Sinclair Miniature Swine
A sub-strain of Sinclair miniature swine develops an aggressive form of melanoma very similar to the human counterpart. This aggressive melanoma has the unique attribute of spontaneously regressing after a complete metastatic phase. Within this clinically relevant animal model, scientists have a rare opportunity to study development, regression, and therapeutic compounds in a spontaneously occurring malignant cancer.

Availability
Sinclair miniswine were derived from pigs originally developed at the Hormel Institute in Minnesota. The Sinclair swine melanoma was first observed in 1967 in one animal of the Sinclair miniature swine breeding herd. Experimental breeding herds of melanoma swine currently are maintained at the Sinclair Research Center, Columbia, Missouri.

Immune Response in Sinclair Miniswine
Sinclair miniswine display cutaneous melanoma lesions at birth or develop lesions shortly thereafter. Most, if not all, subsequently remain free of tumors. The tumor regression observed in Sinclair miniswine appears to be associated with an increase in host leukocyte mediated activity. Examination of swine melanoma lesions during the latter stages of melanoma growth has revealed that large numbers of pigment-laden macrophages have invaded the lesions with an apparent decline in the number of cells. Furthermore, other studies have reported that the melanoma bearing swine exhibited enhanced leukocyte reactivity to 3 M KCl extracts of swine melanoma cells using an antigen stimulated active rosette assay. This in vitro leukocyte reactivity appeared to correlate with tumor volume as leukocyte activity was greater in swine with a lower rate of tumor growth and lower tumor volume. This Sinclair miniswine developed an immune response to the melanoma.

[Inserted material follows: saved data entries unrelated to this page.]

PR #873, opened 2022-12-15
Electrodialysis flowsheet with pumps and flow recirculation 

lbibl:
- This adds a new flowsheet example of electrodialysis.  
- This new flowsheet delivers a "feed-and-bleed" mode of ED stack, operated with pumps, etc., with components of unit simulation and cost optimization.  

### Legal Acknowledgement


watertap/examples/flowsheets/electrodialysis/electrodialysis_1stack_conc_recirc.py
```diff
@@ -0,0 +1,495 @@
...
+        momentum_mixing_type=MomentumMixingType.none,
+        inlet_list=["from_feed", "from_conc_out"],
+    )
+
+    m.fs.pump0 = Pump(property_package=m.fs.properties)
+    m.fs.pump0.del_component("ratioP")
+    m.fs.pump0.del_component("ratioP_calculation")
+    m.fs.pump1 = Pump(property_package=m.fs.properties)
+    m.fs.pump1.del_component("ratioP")
+    m.fs.pump1.del_component("ratioP_calculation")
```
bknueven: This is a bit weird -- should we change the `Pump` unit?

watertap/examples/flowsheets/electrodialysis/electrodialysis_1stack_conc_recirc.py
```diff
@@ -0,0 +1,495 @@
...
+    m.fs.mix0.initialize(optarg=optarg)
+    m.fs.costing.initialize()
+
+    iscale.calculate_scaling_factors(m)
+    print("BADLY SCALED VARS & CONSTRAINS")
+    badly_scaled_var_values = {
+        var.name: val for (var, val) in iscale.badly_scaled_var_generator(m)
+    }
+    for j, k in badly_scaled_var_values.items():
+        print(j, ":", k)
```
bknueven: I'm not sure this should be part of this PR.

watertap/examples/flowsheets/electrodialysis/electrodialysis_1stack_conc_recirc.py
```diff
@@ -0,0 +1,495 @@
...
+            value(m.fs.disp.inlet.pressure[0]),
+            value(m.fs.disp.inlet.temperature[0]),
+        ),
+    }
+    pt_table = pd.DataFrame(data=pt_dict, index=["Pressure (Pa)", "Temperature (K)"])
+    print(pt_table)
+
+
+if __name__ == "__main__":
+    main()
```
bknueven:
```suggestion
    m = main()
```
So you can access this if running inside a notebook.

watertap/examples/flowsheets/electrodialysis/electrodialysis_1stack_conc_recirc.py
```diff
@@ -0,0 +1,495 @@
...
+    m.fs.mix0.from_feed_state[0].flow_vol_phase[...]
+    m.fs.mix0.from_conc_out_state[0].flow_vol_phase[...]
+    m.fs.pump0.control_volume.properties_in[0].flow_vol_phase[...]
+    m.fs.pump0.control_volume.properties_in[0].flow_vol_phase[...]
+    m.fs.pump1.control_volume.properties_in[0].flow_vol_phase[...]
+    m.fs.pump1.control_volume.properties_in[0].flow_vol_phase[...]
+    m.fs.prod.properties[0].flow_vol_phase[...]
+    m.fs.disp.properties[0].flow_vol_phase[...]
+    m.fs.EDstack.diluate.properties[...].flow_vol_phase[...]
+    m.fs.EDstack.concentrate.properties[...].flow_vol_phase[...]
```
bknueven: I saw something similar in #875 .. why are we doing this exactly? The lazy property creation should do this for you, and calculating additional properties not strictly needed to determine a feasible/optimal solution can cause additional numerical difficulties for Ipopt (or any solver).

bknueven (commented):
Looks pretty good. I have a few minor comments.

watertap/examples/flowsheets/electrodialysis/electrodialysis_1stack_conc_recirc.py
lbibl: > I saw something similar in #875 .. why are we doing this exactly? The lazy property creation should do this for you, and calculating additional properties not strictly needed to determine a feasible/optimal solution can cause additional numerical difficulties for Ipopt (or any solver).

Hi Ben, could you explain what is "lazy property creation"?  So these are all properties that are later needed and touching them here seems to provide  some pre-calculation to set  better initial values.  I don't think they cause difficulties here but probably removing them will also be fine.

bknueven: Basically they're only created after they're accessed the first time. If there is some benefit to doing this here as opposed to later on, then maybe there's something that needs to be done when we create the properties initially.

I'm guessing you do this because the initial values for the properties are better aligned. I wonder if the property constructor methods should calculate the value based on the existing variable values, e.g., call `calculate_variable_from_constraint` to get an initial value for the property.

@andrewlee94 I'm sure there's probably a good reason this isn't the standard thing to do. Thoughts?

watertap/examples/flowsheets/electrodialysis/electrodialysis_1stack_conc_recirc.py
lbibl: I del the var and its corresponding constraint because I don't really need them for my model.  Keeping them will not cause an error but create unnecessary computation. I would keep this as is now.

watertap/examples/flowsheets/electrodialysis/electrodialysis_1stack_conc_recirc.py
lbibl: Upon discussion with @TimBartholomew , I removed unnecessary touching of variables and kept minimum needed for reporting outcome. I recommend accepting this change for now, while we can still linger on Ben's comment above and make subsequent changes if needed.

watertap/examples/flowsheets/electrodialysis/electrodialysis_1stack_conc_recirc.py
lbibl: accepted.

watertap/examples/flowsheets/electrodialysis/electrodialysis_1stack_conc_recirc.py
lbibl: Deleted this part.

watertap/examples/flowsheets/electrodialysis/electrodialysis_1stack_conc_recirc.py
bknueven: So, I would recommend just deactivating the constraint instead, e.g., `m.fs.pump0.ratioP_calculation.deactivate()`. If the pump has underlying changes I think that'll be more robust.

If the variable `ratioP` is not used elsewhere, then it won't get included in the model when its handed to Ipopt.

lbibl: Recommendation accepted.

watertap/examples/flowsheets/electrodialysis/electrodialysis_1stack_conc_recirc.py
```diff
@@ -0,0 +1,460 @@
...
+    # ---specifications---
+    # Here is simulated a scenario of a defined EDstack and
+    # specific water recovery and product salinity.
+    m.fs.feed.properties[0].pressure.fix(101325)
+    m.fs.feed.properties[0].temperature.fix(298.15)
+    m.fs.pump1.control_volume.properties_in[0].pressure.fix(101325)
+    m.fs.pump1.efficiency_pump.fix(0.8)
+    m.fs.pump0.efficiency_pump.fix(0.8)
+
+    # m.fs.pump1.control_volume.properties_in[0].temperature.fix(298.15)
```
adam-a-a: commented code

watertap/examples/flowsheets/electrodialysis/electrodialysis_1stack_conc_recirc.py
```diff
@@ -0,0 +1,460 @@
...
+    m.fs.prod.properties[0].pressure.fix(101325)  #
+    # m.fs.prod.properties[0].temperature.fix(298.15)
```
adam-a-a: commented code

watertap/examples/flowsheets/electrodialysis/electrodialysis_1stack_conc_recirc.py
```diff
@@ -0,0 +1,460 @@
...
+        source=m.fs.EDstack.outlet_concentrate, destination=m.fs.sepa1.inlet
+    )
+    m.fs.arc6 = Arc(source=m.fs.sepa1.to_disp, destination=m.fs.disp.inlet)
+    m.fs.arc7 = Arc(source=m.fs.sepa1.to_conc_in1, destination=m.fs.mix0.from_conc_out)
+    TransformationFactory("network.expand_arcs").apply_to(m)
+
+    return m
+
+
+def condition_base(m):
```
adam-a-a, line 262: Not critical, but several flowsheets (not necessarily all yet), use `set_operating_conditions` as the function name. It might be nice to avoid vastly different naming across flowsheet example.

watertap/examples/flowsheets/electrodialysis/electrodialysis_1stack_conc_recirc.py
```diff
@@ -0,0 +1,460 @@
...
+
+    # add extra variables and constraints
+    m.fs.recovery_vol_H2O = Var(
+        initialize=0.5,
+        bounds=(0, 1),
+        domain=NonNegativeReals,
+        units=pyunits.dimensionless,
+        doc="flowsheet level water recovery calculated by volumeric flow rate",
+    )
+    m.fs.mem_area = Var(
```
adam-a-a, line 189: Any reason why this created at the flowsheet level rather than the unit model?

watertap/examples/flowsheets/electrodialysis/electrodialysis_1stack_conc_recirc.py
```diff
@@ -0,0 +1,460 @@
...
+        bounds=(0, 1e3),
+        units=pyunits.meter**2,
+        doc="Total membrane area for cem (or aem) in one stack",
+    )
+    m.fs.prod_salinity = Var(
+        initialize=1, bounds=(0, 1000), units=pyunits.kg * pyunits.meter**-3
+    )
+    m.fs.disp_salinity = Var(
+        initialize=1, bounds=(0, 1e6), units=pyunits.kg * pyunits.meter**-3
+    )
```
adam-a-a: should add doc strings and spell out the names (e.g., `product_salinity`)

watertap/examples/flowsheets/electrodialysis/electrodialysis_1stack_conc_recirc.py
```diff
@@ -0,0 +1,460 @@
...
+    m.fs.mix0 = Mixer(
+        property_package=m.fs.properties,
+        energy_mixing_type=MixingType.none,
+        momentum_mixing_type=MomentumMixingType.none,
+        inlet_list=["from_feed", "from_conc_out"],
+    )
+
+    m.fs.pump0 = Pump(property_package=m.fs.properties)
+    m.fs.pump0.ratioP_calculation.deactivate()
```
adam-a-a, line 140: Why do you deactivate this?

watertap/examples/flowsheets/electrodialysis/electrodialysis_1stack_conc_recirc.py
```diff
@@ -0,0 +1,460 @@
...
+        property_package=m.fs.properties,
+        operation_mode=ElectricalOperationMode.Constant_Voltage,
+        finite_elements=20,
+        has_pressure_change=True,
+        has_nonohmic_potential_membrane=True,
+        has_Nernst_diffusion_layer=True,
+        limiting_current_density_method=LimitingCurrentDensityMethod.Theoretical,
+        pressure_drop_method=PressureDropMethod.Darcy_Weisbach,
+        hydraulic_diameter_method=HydraulicDiameterMethod.spacer_specific_area_known,
+        friction_factor_method=FrictionFactorMethod.Gurreri,
```
adam-a-a, line 155: nice work

watertap/examples/flowsheets/electrodialysis/electrodialysis_1stack_conc_recirc.py
adam-a-a: Also, why do you need these variables? I might be mistaken, but can't you just touch `conc_mass_phase_comp` on the corresponding Product blocks?

watertap/examples/flowsheets/electrodialysis/electrodialysis_1stack_conc_recirc.py
```diff
@@ -0,0 +1,460 @@
...
+            for j in m.fs.properties.ion_set | m.fs.properties.solute_set
+        )
+    )
+
+    m.fs.eq_mem_area = Constraint(
+        expr=m.fs.mem_area
+        == m.fs.EDstack.cell_width
+        * m.fs.EDstack.cell_length
+        * m.fs.EDstack.cell_pair_num
+    )
```
adam-a-a, line 237: Given this constraint, this reinforces my previous question on why this is at the flowsheet level instead of the unit level.

watertap/examples/flowsheets/electrodialysis/electrodialysis_1stack_conc_recirc.py
```diff
@@ -0,0 +1,460 @@
...
+    propagate_state(m.fs.arc7)
+    propagate_state(m.fs.arc3b, direction="backward")
+    propagate_state(m.fs.arc2)
+    m.fs.mix0.initialize(optarg=optarg)
+    m.fs.costing.initialize()
+
+    iscale.calculate_scaling_factors(m)
+
+
+def display_model_metrics(m):
```
adam-a-a, line 380: Curious why you don't use the unit model's report method within this function. It may not cover everything but should cover some key unit-level metrics at least (if you included in the unit model)

watertap/examples/flowsheets/electrodialysis/electrodialysis_1stack_conc_recirc.py
```diff
@@ -0,0 +1,460 @@
...
+    LimitingCurrentDensityMethod,
+)
+from watertap.unit_models.electrodialysis_1D import Electrodialysis1D
+from watertap.costing.watertap_costing_package import WaterTAPCosting
+from watertap.property_models.multicomp_aq_sol_prop_pack import MCASParameterBlock
+
+__author__ = "Xiangyu Bi"
+_log = idaeslogger.getLogger(__name__)
+
+
```
adam-a-a, line 57: Nice to have: a doc string telling the user what this flowsheet is intended to represent.

watertap/examples/flowsheets/electrodialysis/electrodialysis_1stack_conc_recirc.py
lbibl: This is a bit different that it leaves two dof to be flexibly controlled.  I need this to efficiently optimize an objective.  I would keep this name to avoid the confusion.

watertap/examples/flowsheets/electrodialysis/electrodialysis_1stack_conc_recirc.py
lbibl: The unit does not need this var for anything but the flowsheet need it for reporting data.

watertap/examples/flowsheets/electrodialysis/electrodialysis_1stack_conc_recirc.py
lbibl: This is not used so it's a good practice to pass less loading to the solver wherever possible.

watertap/examples/flowsheets/electrodialysis/electrodialysis_1stack_conc_recirc.py
lbibl: It was like you suggested before.  But I found when I add up the concentration to express a molecular salinity, doing it in this way directs the solver to minimize the error of the sum of two species.  In others words, minimizing two individual errors may not minimize the sum of the two if that makes sense.

watertap/examples/flowsheets/electrodialysis/electrodialysis_1stack_conc_recirc.py
lbibl: done.

lbibl:
@adam-a-a I've responded to or addressed your comments.

TimBartholomew (approved):

watertap/examples/flowsheets/electrodialysis/electrodialysis_1stack_conc_recirc.py
adam-a-a: Which 2 dof?

watertap/examples/flowsheets/electrodialysis/electrodialysis_1stack_conc_recirc.py
adam-a-a: I still think you should have `area` on the unit model; that would make it consistent with other unit models that we have. Even if you can get away without it, I'd rather try to keep some level of consistency where possible.

watertap/examples/flowsheets/electrodialysis/electrodialysis_1stack_conc_recirc.py
adam-a-a: And why is that needed to optimize? Can you add some more clarification?

watertap/examples/flowsheets/electrodialysis/electrodialysis_1stack_conc_recirc.py
```diff
@@ -0,0 +1,474 @@
...
+    pm_table = pd.DataFrame(
+        data=[
+            value(m.fs.recovery_vol_H2O),
+            value(m.fs.mem_area),
+            value(m.fs.EDstack.cell_pair_num),
+            value(m.fs.EDstack.cell_length),
+            value(m.fs.EDstack.voltage_applied[0]),
+            value(m.fs.costing.specific_energy_consumption),
+            value(m.fs.costing.LCOW),
+        ],
```
adam-a-a, line 424: For ED-related metrics, any reason why you don't use `report()` anywhere?

adam-a-a (commented):
LGTM - just a couple simple comments to look over.

watertap/examples/flowsheets/electrodialysis/electrodialysis_1stack_conc_recirc.py
lbibl: I consider an optimal model structure more important than "some level of consistency".  The `area` isn't an essential variable member for ED model but maybe it is for other models.  Adding it means adding a reducible dimension to the equation matrix.  The solver will take resource to reduce the dimension.  When building complex flowsheet connecting multiple unit models, maintaining each unit in its cleanest model structure will be in favor for minimizing numerical difficulties in all aspects.   Secondary things like this are more flexibly handled at the flowsheet level than being embedded in unit models.   Please see if this change your opinion.  If not, I will need more time to make this change in a couple of files.

watertap/examples/flowsheets/electrodialysis/electrodialysis_1stack_conc_recirc.py
lbibl: The `report()` was added in the last revision.

watertap/examples/flowsheets/electrodialysis/electrodialysis_1stack_conc_recirc.py
bknueven: I think we should either consider (1) making area an `Expression` on the unit model or (2) making it an `Expression` on the flowsheet.

I suspect that goes for all of these quantities. No reason for a variable just for reporting purposes.

bknueven (approved):
I have comments, and I don't necessarily disagree with what Adam is saying.

But they're all relatively minor. Let's go ahead and merge this.

lbibl:
> I have comments, and I don't necessarily disagree with what Adam is saying.
> 
> But they're all relatively minor. Let's go ahead and merge this.

Thanks @bknueven .   I do feel `Expression` is the best way to go.  Honestly I didn't use this much so it skipped my opinions.   I will consider making some modification later.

Comparison to Human Disease
The Sinclair miniswine melanoma model has many features in common with its human counterpart: 1). Tumors develop spontaneously; 2). Swine possess a wide spectrum of benign melanocytic lesions capable of malignant transformation; 3). Melanomas in pigs histopathologically resemble human superficial spreading melanoma; 4). Metastatic disease is correlated with deeply invasive cutaneous tumors; 5). The pattern of metastatic spread is analogous to the distribution of metastases in human melanoma; 6). The histopathology of cutaneous regression is similar; 7). A tumor-related immune response occurs in the host; 8). A genetic component is readily apparent that is comparable to the genetic component of some melanomas in man.

Usefulness of the Model
Sinclair miniswine melanoma provides a unique opportunity to investigate host-tumor-cell interactions in a clinically relevant system. The miniswine melanoma model has many features in common with human malignant melanoma. Furthermore, substantial evidence exists that host immunological factors play a role in the development, growth, and regression of this neoplasm. The Sinclair miniswine melanoma model also provides an excellent system in which to investigate the progressive cellular changes during the transition from normal, through pre-malignant, to malignant and to metastatic melanoma, as well as the cellular change occur during the spontaneous regression of melanoma lesions. Sinclair miniswine melanomas have the variety of histopathologic form in vivo. We have found that when these lesions are adapted to grow in vitro, the primary cultures are also morphologically variable. This finding, together with the observation that several swine melanoma lesions can progress and regress simultaneously in a single pig, suggests that tumor heterogeneity may play a significant role in the natural history of swine melanoma.